Recordei essa história na semana que passou, quando eu revi pela quinta ou sexta vez As invasões bárbaras. E como foi bom! O filme não envelheceu, é um clássico, como eu já havia pressentido tão logo terminou aquela “trágica” sessão de 2003.  Vê-lo, de novo, me fez sentir uma plenitude que só a arte proporciona – acalma a alma e promove a interação mais absoluta com o corpo. Relaxado, dormi como um deus, sem culpas e sem pecados.

Aos que estranham o fato de se deparar com alguém - mesmo que um sessentão - que divulga o prazer de rever um filme tantas vezes, eu vos digo: foram muitas as novidades que encontrei agora na arte sutil e instigante de Denys Arcand. Por exemplo: a citação do personagem Rémy (interpretado por Rémy Girard), protagonista da história, sobre Primo Levi, o químico judeu italiano, que escreveu É isto um homem? (livro que vira quase um personagem do filme), contando a sua trágica existência em Auschwitz, na 2ª (e não última) Grande Guerra.

Mais: o provocativo debate entre os amigos de um grupo de intelectuais em tudo distinto, vindo junto lá da década de 1960, cortando a história no meio, como um punhal afiado. A inteligência, diz um dos personagens, não é um bem individual - é algo coletivo, quase geracional. E cita Da Vinci, Michelangelo, Rafael, Maquiavel, que coexistiram no mesmo tempo e espaço. Eis que a inteligência some e demora a voltar. Mas volta, e ainda bem, eis a conclusão.

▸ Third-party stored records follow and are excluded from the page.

PR #56, opened 2025-12-18
Option to short-press power button.

jonasdiemer:
Adresses #53 

Please check if we still need the code to "Give the user up to 1000ms to start holding the power button, and must hold for SETTINGS.getPowerButtonDuration()" - the power button should be pressed already when waking up...

Also, decided to return before the delay to wait more to make the behavior more immediate.

### DIFF
--- a/src/main.cpp
+++ b/src/main.cpp
@@ -159,7 +159,12 @@ void setup() {
   SPI.begin(EPD_SCLK, SD_SPI_MISO, EPD_MOSI, EPD_CS);
 
   // SD Card Initialization
-  SD.begin(SD_SPI_CS, SPI, SPI_FQ);
+  if (!SD.begin(SD_SPI_CS, SPI, SPI_FQ)) {
+    Serial.printf("[%lu] [   ] SD card initialization failed\n", millis());
+    exitActivity();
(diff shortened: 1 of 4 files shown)


src/main.cpp
```diff
@@ -90,12 +86,16 @@ void verifyWakeupLongPress() {
     inputManager.update();
   }
```
daveallie: You were asking about it in your PR body, but this code is useful in validating that the source of the power cycle is the power switch and not something else like the reset button or some other wake from deep sleep event.

src/main.cpp
```diff
@@ -156,7 +156,7 @@ void setup() {
   Serial.printf("[%lu] [   ] Starting CrossPoint version " CROSSPOINT_VERSION "\n", millis());
 
   inputManager.begin();
-  verifyWakeupLongPress();
+  // verifyWakeupLongPress();
```
daveallie: Did you mean to comment this line out?

jonasdiemer: No, that was for testing - needs work (because with it un-commented, the wake up is too slow).

jonasdiemer:
Updated now. Had to reorder the boot sequence to load settings before checking the duration of the pwr button press.

daveallie:
just a conflict to deal with but looks good

PR #57, opened 2025-12-18
Custom sleep screen support with BMP reading

daveallie:
## Summary

* Builds on top of https://github.com/daveallie/crosspoint-reader/pull/16 - adresses https://github.com/daveallie/crosspoint-reader/discussions/14
* This PR adds the ability for the user to supply a custom `sleep.bmp` image at the root of the SD card that will be shown instead of the default sleep screen if present.
* Supports:
  * Different BPPs:
    * 1bit
    * 2bit
    * 8bit
    * 24bit
    * 32bit (with alpha-channel ignored)
  * Grayscale rendering

### DIFF
--- a/lib/GfxRenderer/Bitmap.cpp
+++ b/lib/GfxRenderer/Bitmap.cpp
@@ -99,18 +99,15 @@ BmpReaderError Bitmap::parseHeaders() {
 
   if (width <= 0 || height <= 0) return BmpReaderError::BadDimensions;
 
-  // Palette for 8-bit indexed images
-  for (int i = 0; i < 256; i++) paletteLum[i] = static_cast<uint8_t>(i);  // default grayscale ramp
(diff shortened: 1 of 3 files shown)


jonasdiemer:
Tested, working nicely with 1bpp and 24bpp. I couldn't test 2bpp because ImageMagick wouldn't produce a 2bpp file. The 8bpp file ImageMagic produced yielded: `[17819] Error parsing sleep.bmp: UnsupportedCompression (expected BI_RGB or BI_BITFIELDS for 32bpp)[17820]   Image drawn to frame buffer` (there seems to also be a missing line break).

GIMP also is no better, so I don't really have a way to generate 2bpp.

daveallie:
I generated a 2bpp image as part of https://github.com/daveallie/crosspoint-reader/pull/23, renders well

PR #70, opened 2025-12-19
Fix: restores cyrillic glyphs to Pixel Arial font

osteotek:
## Summary

* adds cyrillic glyphs to pixel arial font, used as Small font in UI

## Additional Context

* with recent changes pixel arial font lost cyrillic glyphs


daveallie:
Rerunning the `fontconvert.py` script on your branch reverts `pixelarial14.h` back to the state on master. Was there a change to the generator script you meant to include here?

osteotek:
@daveallie Hmm, I’ll check. Perhaps we’re using different fonts as sources.

jlaunay:
This also fixes the problem of Latin characters missing, like `é è` etc.

daveallie:
> @daveallie Hmm, I’ll check. Perhaps we’re using different fonts as sources.

I didn't even think of that 🤦‍♂️. If you have it on hand and it's available for use without a license, then I think we should commit it to the repo. We should do the same for the other fonts too, will need to swap out Bookerly for [Literata](https://fonts.google.com/specimen/Literata) as part of doing this.

daveallie:
Going to merge this in to restore the functionality, but would love to standardize the font generation with committed font files

osteotek:
@daveallie thanks, I'll try to find a small font with a suitable license. Pixel Arial only has latin characters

E não é que é? Nas Alagoas, Graciliano Ramos, Rachel de Queiroz, José Lins do Rego, Aurélio Buarque de Holanda - a geração de 1930. Na MPB: Chico, Caetano, Gil, Paulinho da Viola e tantos outros discípulos de Tom e Vinicius. Há mais, muito mais, se quisermos cutucar a lembrança.

Pano rápido.

O enredo de As invasões bárbaras poderia, sim, ser descrito como uma história sobre o direito a uma morte digna, que eu tenho como inalienável. Só que é mais do que isso: trata-se de uma bela defesa da vida, aquela que vale a pena, e que faz da amizade a maior de todas as conquistas – contando aqui também as nossas crias e criadores.

Numa comédia dramática, seguindo a lição que Chaplin deixou aos cineastas que o sucederam, vemos uma existência que pode ser a de qualquer um de nós, com suas particularidades, medos, a constatação dos próprios fracassos, a dificuldade de se chegar sereno ao último instante. Mas que é também a confirmação definitiva do que disse Dostoiévski: para quem carrega uma boa lembrança, ao menos, a vida sempre valerá a pena.

Evitando os spoilers, arremato com a última discussão do ateu Rémy com Deus: que sentido teria a vida? 

Eu já desisti, há muito, de me fazer essa pergunta, mas acho que a recente noite em que revi As invasões bárbaras já dá algum sentido ao que parece, às vezes,  inútil.